The media is beginning to reflect critically upon the frenzy that surrounded cloning claims made by the Raelian “Sci-fi cult” shortly after Christmas.
It increasingly looks like Claude Vorilhon now known as “Rael” and his acolyte Brigitte Boisselier cynically staged a media event, hoping to cash in on a well-established slow news cycle just after Christmas.
Many within the media hungry for a sensational story were easily and quickly hooked by the duo.
Without any evidence whatsoever Boisselier managed to get 30 uninterrupted minutes for her monologue on CNN. Other news outlets quickly ran with the story, without any meaningful proof or additional sources to verify her outlandish claims.

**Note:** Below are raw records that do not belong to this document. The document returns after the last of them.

PR #2367, opened 2023-04-04
Cloud 1469 meter serverless consumption in amberflo

andreacappelletti97:


dax/controller/controller.go
```diff
@@ -784,6 +784,18 @@ func (c *Controller) Databases(ctx context.Context, orgID dax.OrganizationID, id
 	return c.Schemar.Databases(tx, orgID, ids...)
 }
 
+// get the list of workers being used by a database
+func (c *Controller) GetDatabaseWorkerCount(ctx context.Context, qdbid dax.QualifiedDatabaseID) (int, error) {
+
+	tx, err := c.Transactor.BeginTx(ctx, false)
+	if err != nil {
+		return -1, errors.Wrap(err, "beginning tx")
```
jaffee, line 792: this should return 0, not -1. Go convention is to return the zero value when there's a non-nil error

jaffee: (applies everywhere else as well)

dax/controller/balancer/balancer.go
```diff
@@ -639,6 +639,10 @@ func (b *Balancer) WorkersForTable(tx dax.Transaction, roleType dax.RoleType, qt
 	return workers, nil
 }
 
+func (b *Balancer) WorkerCount(tx dax.Transaction, qdbid dax.QualifiedDatabaseID) (int, error) {
```
jaffee, line 642: wrong name? Maybe change the name on the balancer to be WorkerCount

dax/controller/controller.go
```diff
@@ -784,6 +784,18 @@ func (c *Controller) Databases(ctx context.Context, orgID dax.OrganizationID, id
 	return c.Schemar.Databases(tx, orgID, ids...)
 }
 
+// get the list of workers being used by a database
+func (c *Controller) GetDatabaseWorkerCount(ctx context.Context, qdbid dax.QualifiedDatabaseID) (int, error) {
```
travisturner, line 788: Go convention typically avoids using the term "get" in methods. There is an exception in the handler because that "get" signifies that it's related to the GET http method. This method should be something like `DatabaseWorkerCount()`.

travisturner (commented):
left a few comments.

dax/controller/sqldb/workerjob.go
```diff
@@ -72,12 +72,22 @@ func jobsForWorker(dt *DaxTransaction, worker *models.Worker, roleType dax.RoleT
...
-	return cnt, errors.Wrap(err, "getting count")
+	query := dt.C.Q()
+
+	if roleType != "" {
+		query = query.Where(fmt.Sprintf("role_%s = true", roleType))
+	}
+
+	if qdbid.DatabaseID != "" {
+		query = query.Where("database_id = ?", qdbid.DatabaseID)
+	}
```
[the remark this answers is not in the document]
jaffee: yeah let's just error if databaseID is empty, this was my fault

dax/controller/controller.go
andreacappelletti97: Conclusion: just call it `WorkerCount()`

Eric Lander, Director Whitehead/MIT genome sequencing center in Cambridge, Massachusetts said it is really quite “simple…to verify this claim scientifically,” reports the Washington Post in the story “Cloning a Previous Hoax?” by Rick Weiss (December 31, 2002).
So why didn’t anyone in the media require such proof before running this story?

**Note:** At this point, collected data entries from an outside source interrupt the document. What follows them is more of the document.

PR #2373, opened 2023-04-06
implemented query hints (flatten) (fb-2124)

paddyjok:
This PR implements  query options hints that govern behavior for distinct and group by on set columns.

1. introduces syntax to support query hints on table source references `...from table_name with (hint(param))`
2. introduces the `flatten(column)` hint 
3. ensures `distinct` with and without flatten with a single set column ref works correctly
4. ensures `group by` with and without flatten with a single set column ref works correctly

### DIFF
--- a/sql3/parser/ast.go
+++ b/sql3/parser/ast.go
@@ -4230,13 +4230,14 @@ func (n *QualifiedTableName) String() string {
 	}
 
 	if n.With.IsValid() {
-		buf.WriteString(" WITH")
+		buf.WriteString(" WITH (")
 		for i, o := range n.QueryOptions {
 			if i > 0 {
 				buf.WriteString(", ")
 			}
 			fmt.Fprintf(&buf, " %s", o.String())
 		}
+		buf.WriteString(")")
 	}
 	return buf.String()
 }
--- a/sql3/parser/ast.go
+++ b/sql3/parser/ast.go
@@ -90,6 +90,7 @@ func (*RollbackStatement) node()        {}
 func (*SavepointStatement) node()       {}
 func (*SelectStatement) node()          {}
 func (*StringLit) node()                {}
+func (*TableQueryOption) node()         {}
 func (*TableValuedFunction) node()      {}
 func (*TimeUnitConstraint) node()       {}
 func (*TimeQuantumConstraint) node()    {}
@@ -4139,15 +4140,45 @@ func (c *ResultColumn) String() string {
 	return c.Expr.String()
 }
 
+type TableQueryOption struct {
+	OptionName   *Ident
+	LParen       Pos
+	OptionParams []*Ident
+	RParen       Pos
+}
+
+func (n *TableQueryOption) Clone() *TableQueryOption {
+	if n == nil {
+		return nil
+	}
+	other := *n
+	other.OptionName = n.OptionName.Clone()
+	other.OptionParams = cloneIdents(n.OptionParams)
+	return &other
+}
+
+func (n *TableQueryOption) String() string {
+	var buf bytes.Buffer
+	buf.WriteString(n.OptionName.String())
+	buf.WriteString("(")
+	for i, o := range n.OptionParams {
+		if i > 0 {
+			buf.WriteString(", ")
+		}
+		fmt.Fprintf(&buf, " %s", o.String())
+	}
+	buf.WriteString(")")
+	return buf.String()
+}
+
 type QualifiedTableName struct {
-	Name          *Ident                // table name
-	As            Pos                   // position of AS keyword
-	Alias         *Ident                // optional table alias
-	Indexed       Pos                   // position of INDEXED keyword
-	IndexedBy     Pos                   // position of BY keyword after INDEXED
-	Not           Pos                   // position of NOT keyword before INDEXED
-	NotIndexed    Pos                   // position of NOT keyword before INDEXED
-	Index         *Ident                // name of index
+	Name          *Ident // table name
+	As            Pos    // position of AS keyword
+	Alias         *Ident // optional table alias
+	With          Pos    // position of WITH keyword
+	LParen        Pos
+	QueryOptions  []*TableQueryOption
+	RParen        Pos
 	OutputColumns []*SourceOutputColumn // output columns - populated during analysis
 }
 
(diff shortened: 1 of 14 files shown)


sql3/parser/ast.go
```diff
@@ -4187,10 +4229,14 @@ func (n *QualifiedTableName) String() string {
...
 
-	if n.Index != nil {
-		fmt.Fprintf(&buf, " INDEXED BY %s", n.Index.String())
-	} else if n.NotIndexed.IsValid() {
-		buf.WriteString(" NOT INDEXED")
+	if n.With.IsValid() {
+		buf.WriteString(" WITH")
+		for i, o := range n.QueryOptions {
+			if i > 0 {
+				buf.WriteString(", ")
```
seebs, line 4236: I don't think you need the space after the comma, because the option will add a space before itself.

sql3/planner/oppqldistinctscan.go
```diff
@@ -265,26 +265,18 @@ func (i *distinctScanRowIter) Next(ctx context.Context) (types.Row, error) {
 			row[0] = pql.NewDecimal(val, t.Scale)
 
 		case *parser.DataTypeIDSet:
-			val, ok := result.([]uint64)
+			val, ok := result.(int64)
```
seebs, line 268: I don't actually know of anything wrong here but this feels like a surprising change in semantics. Or is this because we're changing the semantics of distinct or something?

sql3/test/defs/defs_groupby.go
```diff
@@ -257,3 +257,171 @@ var groupByTests = TableTest{
...
+			srcRow(int64(3), []int64{1, 4}, []string{"a", "d"}),
+			srcRow(int64(4), []int64{3, 2}, []string{"c", "b"}),
+		),
+	),
+	SQLTests: []SQLTest{
+		{
+			SQLs: sqls(
+				"select distinct ids1 from groupby_set_test with (flatter(foo))",
+			),
+			ExpErr: "unknown query hint 'flatter'",
```
seebs, line 282: I was already moving the mouse to say "i think i found a typo" when my reading caught up with the expected error. :)

sql3/test/defs/defs_groupby.go
```diff
@@ -257,3 +257,171 @@ var groupByTests = TableTest{
...
+var groupBySetDistinctTests = TableTest{
+	Table: tbl(
+		"groupby_set_test",
+		srcHdrs(
+			srcHdr("_id", fldTypeID),
+			srcHdr("ids1", fldTypeIDSet),
+			srcHdr("ss1", fldTypeStringSet),
+		),
+		srcRows(
+			srcRow(int64(1), []int64{1, 2}, []string{"a", "b"}),
```
seebs, line 271: I'd like to have at least one duplicate set value so the counts we're testing against aren't all 1, which makes it easier to verify that the flattening, etc., is working correctly.

sql3/planner/oppqldistinctscan.go
paddyjok: Yeah - the original code was never hit, and when it was result was not as we expected.

sql3/test/defs/defs_groupby.go
```diff
@@ -257,3 +257,171 @@ var groupByTests = TableTest{
...
+				row([]string{"d", "e"}),
+				row([]string{"a", "d"}),
+				row([]string{"b", "c"}),
+			),
+			Compare:        CompareExactUnordered,
+			SortStringKeys: true,
+		},
+		{
+			SQLs: sqls(
+				"select distinct ss1 from groupby_set_test with (flatten(ss1))",
```
seebs, line 376: can we also do `select distinct ss1, ids1`? how does that interact with flattening?

i'm not sure what i expect but whatever it is, i'd like to be sure it works for all three of:
* neither flattened
* both flattened
* only one flattened

because that feels like it's a case where things might blow up.

seebs (changes requested):
This looks good but I would like to push for slightly more comprehensive testing just because this is a pretty major new feature surface.

sql3/parser/ast.go
paddyjok: Comma is OK, but I missed some parens...

sql3/test/defs/defs_groupby.go
paddyjok: In this case - flatten is ignored, since we have more than on column ref.

sql3/test/defs/defs_groupby.go
```diff
@@ -323,6 +324,40 @@ var groupBySetDistinctTests = TableTest{
...
+		},
+		{
+			SQLs: sqls(
+				"select distinct ids1, ss1 from groupby_set_test with (flatten(ids1))",
+			),
+			ExpHdrs: hdrs(
+				hdr("ids1", fldTypeIDSet),
+				hdr("ss1", fldTypeStringSet),
+			),
+			ExpRows: rows(
```
seebs, line 352: This doesn't look like `ids1` got flattened?

I am ... not actually sure what I expect here. I think I sort of expect the id set column values to all be 1, 2, 3, or 4, rather than sets, because they're being flattened. And I think that implies something like

1, {"a", "b"}
2, {"a", "b"}
3, {"d", "e"}
4, {"d", "e"}

etcetera? but now i'm not sure.

seebs (dismissed):
so, the behavior of flatten when there's more than one column being selected is "just ignore it", which i think maybe ought to get a ticket, but that's the understood/expected behavior, so i think we can be okay with this for now? but maybe it should be an error to specify a flatten that won't have any effect, because otherwise it might confuse users.

So i'm okay with this as is, although i think i'd prefer "error on a flatten we won't do" because otherwise users won't understand why it's not happening, if we can do that now. otherwise, i guess, ticket it for doing that next.

seebs:
looking at the CI failures, they look intentional in that we changed the semantics of group by. e.g., we would now need:

```
--- a/sql3/test/defs/defs_groupby.go
+++ b/sql3/test/defs/defs_groupby.go
@@ -225,7 +225,7 @@ var groupByTests = TableTest{
                },
                {
                        SQLs: sqls(
-                               "SELECT COUNT(*), is1 FROM groupby_test group by is1",
+                               "SELECT COUNT(*), is1 FROM groupby_test with(flatten(is1)) group by is1",
                        ),
                        ExpHdrs: hdrs(
                                hdr("", fldTypeInt),
```

seebs:
We do need to fix the existing tests, because we've fixed group by semantics to match SQL semantics by default, which is intentional, but it does mean the existing tests will need updates. I'm fine with either direction of changing that (changing expected test results or adding the with(flatten(...)) to them).

seebs (approved):

tgruben (approved):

LA Times reporter Tim Rutten offers some context.
“Consider, for one moment, the objective circumstances: a crackpot cult, whose French founder says he got his marching orders from a space alien, calls a press conference in Miami to announce that a cloned child has been born to an unidentified woman in an unspecified place the day after Christmas,” the reporter jibed within the LA Times in his piece titled, “Cult ‘clones’ a baby! Read (and read) all about it” (January 1, 2003).

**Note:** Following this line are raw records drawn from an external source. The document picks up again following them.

PR #2374, opened 2023-04-07
tidy up show tables behavior

paddyjok:
This PR changes `show tables` functionality in the following ways:

1. all tables are sorted by ID in the output
2. system tables (currently predicated by a "fb_" name prefix) are filtered out by default
3. `show tables` now has a `with system` option to show system tables


cli/testdata/table
```diff
@@ -33,16 +37,11 @@ EXPECT:
...
-EXPECTCOMP:WithFormat:| fb_____________________ | fb_____________________ |       |            | {timestamp} | {timestamp} | false |          0 |             |
-EXPECTCOMP:WithFormat:| fb_____________________ | fb_____________________ |       |            | {timestamp} | {timestamp} | false |          0 |             |
-EXPECTCOMP:WithFormat:| fb_____________________ | fb_____________________ |       |            | {timestamp} | {timestamp} | false |          0 |             |
-EXPECT:+-------------------------+-------------------------+-------+------------+----------------------+----------------------+-------+------------+-------------+
+EXPECT:+-------+-------+-------+------------+----------------------+----------------------+-------+------------+-------------+
+EXPECT:| _id   | name  | owner | updated_by | created_at           | updated_at           | keys  | space_used | description |
+EXPECT:+-------+-------+-------+------------+----------------------+----------------------+-------+------------+-------------+
+EXPECTCOMP:WithFormat:| users | users |       |            | 1970-01-01T00:00:00Z | 1970-01-01T00:00:00Z | false |          0 |             |
```
travisturner, line 43: this should use `{timestamp}` instead of actual timestamps. (which makes me wonder why those timestamps are unix time 0... that may need to get fixed somewhere else).

travisturner (changes requested):

cli/testdata/table
travisturner: included this in #2376

travisturner (approved):

PR #2378, opened 2023-04-07
some AST and parser test coverage expansion

seebs:
Now that we support function bodies, we add a test case or two for them, which reveal that we're not round-tripping, so we tweak things slightly to make that work. There's an open issue there with semicolon semantics that we should revisit once we allow more than one kind of trivial expression in function bodies.

Trying to figure out why the second case in time parsing never got evaluated, I discovered that it has no reason to exist. Took this as an excuse to standardize on a single time-parser that lives in one place and is used by everything else, which makes the code a bit shorter in most cases, and lets us be more confident that the semantics are always the same. This looks intrusive but it's actually pretty trivial.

Orville Schell, dean of UC Berkeley’s Graduate School of Journalism summarized the so-called news story about “cloning” succinctly. “This story is a very obvious example of a larger, more worrisome problem, which is that there are a thousand ways every day in which the contemporary media doesn’t know how to make the dignified decision.” Schell concluded, “Everybody associated with the media became a little less dignified.”
Amen.
And Rael laughed all the way back to “UFO Land,” his Canadian base of operations, the proud recipient of a belated Christmas present from the media. That is, the greatest news bonanza the known publicity hound has ever received.
Don’t expect too much self-analysis and contrition from those who irresponsibly ran with this story. It’s just too embarrassing to admit you’ve been had, and by no less than a “cult leader” and ridiculous buffoon like “Rael.”